Notice that this information does not tell us whether the thing (or things) that exists is B or not. By putting part of the tick inside the B circle and part of it outside, we are leaving it open whether the thing that exists is a B or not.

What do you think is the difference between the diagram above and the one below?

Here we have two ticks, the left one showing that something is B and C but not A, the other one on the right showing that something that is not B and not A is C. So unlike the earlier diagram, this one actually shows that there are at least two distinct things which are C.

V03.4 Exercises

It's now your turn. See if you know what these diagrams represent. Again, click the images for answers.

V03.5 Further discussion

The ticks in the four diagrams above all cut across only one single boundary. We can of course have ticks that cut across more than one boundary, as in this example :

What do you think this means? Applying the same rule of interpretation as before, we see that the smallest closed region that encloses the big tick would have to be the combined three regions which the tick spreads across. This combined region represents things which are either B or C, but which are not A. So what the diagram says is that there is something of this sort.

Finally, if we want to represent the fact that something is A, this is the diagram to use :

Now we can combine what we have learnt about ticks and shading together. Suppose we start with the information that something is both A and C. We therefore draw the following diagram :

Now suppose we are also told that every C is a B. So we add the additional information by shading the appropriate area, and end up with this diagram :

How should this be interpreted and what should we conclude? Half of the green tick is in a shaded region. What does that mean? Give yourself a minute to think about it before you read on ...

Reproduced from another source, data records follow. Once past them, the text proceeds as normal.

PR #306, opened 2024-04-29
Add better unicode test

### LINKED ISSUE #305: Some unicode names fail on Windows
In particular, Korean fails: 크레이그

Reported by @Tanner728

mwcraig:
It turns out that, on Windows, the default encoding used for text files is not UTF-8. Whatever the encoding is includes Greek characters, like π, that were used in the original test for unicode names, but not Korean characters as in 크레이그.

When complete, this pull request will close #305. The first commit here I am hoping to see a failure on Windows to make sure we are actually testing a case that fails.

### DIFF
--- a/stellarphot/settings/settings_files.py
+++ b/stellarphot/settings/settings_files.py
@@ -12,6 +12,8 @@ __all__ = ["SavedSettings", "SETTINGS_FILE_VERSION"]
 # or never.
 SETTINGS_FILE_VERSION = "2"  # value chosen to match amjor version of stellarphot
 
+ENCODING = "utf-8"
+
 
 class SavedFileOperations:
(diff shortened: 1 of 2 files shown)


mwcraig:
@Tanner728 -- would you ming trying this out? This should install the code in this PR:

`pip install git+https://github.com/mwcraig/stellarphot.git@fix-windows-unicode-issue`

If this works you will be able to load/save names with any unicode characters that UTF-8 understands (which ought to be most of them)

Tanner728 (approved):
After testing it appears that this fixed this issue. This time around I tested Arabic, Japanese, Russian, Korean, and Chinese. All of the languages tested worked for me on windows.

mwcraig:
Excellent! Can you please mark it as approved?

Tanner728 (approved):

The answer is actually quite simple. The tick indicates that something is both A and C. Notice that the tick occupies two separate regions. The left hand side region represents things that are A, B and C. The right hand side region represents things that are A and C but not B. Since the tick crosses these two regions, it indicates that there is something either in the class represented by the left region or in the class represented by the right region (or both of course). Shading tells us that there is nothing in the class represented by the right region. So whatever that exists according to the tick must be in the class represented by the left region. In other words, we can conclude that something is A, B, and C. In effect then, shading "moves" the tick into the left region since it tells us that there is nothing on the right. The above diagram is therefore equivalent to this one :

So here is a general principle you should remember:

A truncated tick within a region R counts as a complete tick in R if part of the tick is in R and all other parts not in R are in shaded regions.

V03.6 Exercises

	? Question 1 - The statement "everything is A" is consistent with this diagram. True or false? [Show answer] True. It is possible that no objects exist in those regions inside the A circle which do not contain a tick.
	? Question 2 - Is the statement "something is either B or C" true or false according to the diagram? Or is there not enough information to decide? [Show answer] The statement is true according to the diagram.
	? Question 3 - "Everything is B or not C" is consistent with the diagram. True or false? [Show answer] False. Do you know Why?
	? Question 4 - Is the statement "nothing is C" true according to the diagram? [Show answer] Not enough information to decide. The C circle has not been shaded, and there are no complete ticks inside the circle.
	? Question 5 - The statement "something is B and not A" is consistent with the diagram. True or false? [Show answer] True.
	? Question 6 - Is the statement "everything is A or C" is consistent with this diagram? [Show answer] No.
	? Question 7 - Is the statement "if something is B then it is not C" true according to this diagram? [Show answer] Not enough information to decide.